Good write up of the zinc market for those who want an unbiased assessment. Gist is short term should be positive/flat due primarily to smelter outages, however expect a drop in prices next year. :
https://www.reuters.com/article/metals-zinc-ahome/column-smelter-outages-prolong-zincs-supply-chain-bottleneck-andy-home-idUSL5N2704S1“Visible and undisputable signs of the growing refined surplus are taking a long while to emerge,” concedes JPMorgan.
The bank is forecasting an average price of $2,250 per tonne this quarter, “only slightly lower than spot, to account for a bit more sideways trading in the near term as market participants wait for stronger evidence of surplus”.
LME three-month zinc is currently trading around $2,430 per tonne.
Next year, though, JPMorgan is looking for the zinc price to drop “towards cost support and a quarterly average low of around $1,850/t in 3Q20”.
It is in good company.
Macquarie Bank expects the zinc price to be “held down for 2-3 years closer to $2,000/t”. (“Commodities Compendium”, Sept. 23, 2019).
Morgan Stanley has just cut its 2020 forecast to $1.01/lb ($2,227 per tonne) with “a move into persistent surplus driving price to marginal cost by end-2020”. (“Metal & Rock”, Sept. 23, 2019)

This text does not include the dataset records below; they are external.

PR #1748, opened 2025-11-24
fix: correctly detect ACF taxonomies by checking post_content

### LINKED ISSUE #1672: Unexpected Behavior in Taxonomy Input Field on Post Form v4.1.8
I am experiencing unexpected behavior with the taxonomy input field in the post form of the WordPress User Frontend plugin.

The taxonomy field offers several input types:
- Select
- Multi Select
- Checkbox
- Text Input
- Ajax

There is also a Selection Type setting with the following options:

- Exclude
- Include
- Child of

All input types seem to behave the same way, and the advanced Selection Type options (Exclude, Include, Child of) do not appear to have any effect.

**Expected Behavior**
For example, when I select the **Ajax** input type and set **Child of** to a specific parent category (e.g., **parent C**), the form should only display terms that are children of that parent category (parent C). However, this filtering does not work as expected — **the full list of terms is still shown.**

**Steps to Reproduce**
Go to the post form.
Choose the taxonomy field and set the input type to Ajax.
Set the Selection Type to Child of and specify a parent term (e.g., parent C).
Submit the form and observe the taxonomy field.

**Actual Behavior**
The taxonomy field shows all terms instead of filtering by the specified child of the parent term.

arifulhoque7:
fix: correctly detect ACF taxonomies by checking post_content

The wpuf_is_acf_taxonomy() function was incorrectly checking the post_name
field when querying for ACF-registered taxonomies. ACF stores the actual
taxonomy slug in the serialized post_content under the 'taxonomy' key,
while post_name contains ACF's internal identifier (e.g., 'taxonomy_69242380c35d7').

Changes:
- Modified database query to fetch all acf-taxonomy posts
- Added loop to unserialize post_content and check taxonomy key
- ACF taxonomies now properly detected as free fields
- Removed PRO badge from ACF taxonomy fields in form builder

This ensures ACF custom taxonomies are available in the free version
without requiring PRO upgrade, as they are user-created content.

Close #1672 

## Summary by CodeRabbit

* **New Features**
  * ACF and other non-built-in taxonomies are now included in the free taxonomy set, so they render and can be selected without Pro.
  * Taxonomy visibility/filtering for non‑Pro users updated to preserve these taxonomies when listing or filtering fields.
  * Added utilities to build and expose the free-taxonomy list used by the UI.

* **Chores**
  * Minor array/format refactors for consistency.

<sub>✏️ Tip: You can customize this high-level summary in your review settings.</sub>

### DIFF
--- a/includes/Admin/Forms/Admin_Form_Builder.php
+++ b/includes/Admin/Forms/Admin_Form_Builder.php
@@ -517,21 +517,21 @@ class Admin_Form_Builder {
             return $form_fields;
         }
 
-        // Get free taxonomies (built-in + ACF taxonomies)
+        // Get free taxonomies (built-in + taxonomies for post/page)
         $free_taxonomies = wpuf_get_free_taxonomies();
 
-        // Filter out custom taxonomy fields (excluding ACF taxonomies)
+        // Filter out custom taxonomy fields that are not in the free list
         $filtered_fields = array();
 
         foreach ( $form_fields as $field ) {
-            // Skip custom taxonomy fields when pro is not active (but keep ACF taxonomies)
+            // Skip custom taxonomy fields when pro is not active
             if ( isset( $field['input_type'] ) && $field['input_type'] === 'taxonomy' ) {
                 if ( isset( $field['name'] ) && ! in_array( $field['name'], $free_taxonomies, true ) ) {
-                    continue; // Skip this custom taxonomy field (not ACF)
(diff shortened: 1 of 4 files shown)


sapayth (changes requested):
Remove the ACF related or non-related comments. We are not doing anything special for ACF here.
Check older version for implementation of free taxonomy in our form builder.

sapayth (approved):

PR #1786, opened 2026-01-08
Consolidating or reorganizing TEC integration code

arifulhoque7:
Description: Refactoring TEC integration by removing redundant files and updating templates for better code organization
Related PRO [PR](https://github.com/weDevsOfficial/wpuf-pro/pull/1364)

## Summary by CodeRabbit

* **Changes**
  * Event start/end date/time fields removed from event creation forms.
  * Automatic venue & organizer integration removed.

Goldman Sachs is equally bearish, slashing its three-month and six-month forecasts to $2,150 and $2,000 from $2,500 and $2,400 respectively.
It now expects zinc to hit a low of $1,850 in 12 months’ time, down from a previous low call of $2,300. (“Zinc: Back to surplus after supply twists and turns”, Sept. 5, 2019)
The bear logic is unarguable.
Mine supply is unquestionably increasing and demand is unquestionably deteriorating, as is the case across the base metals spectrum.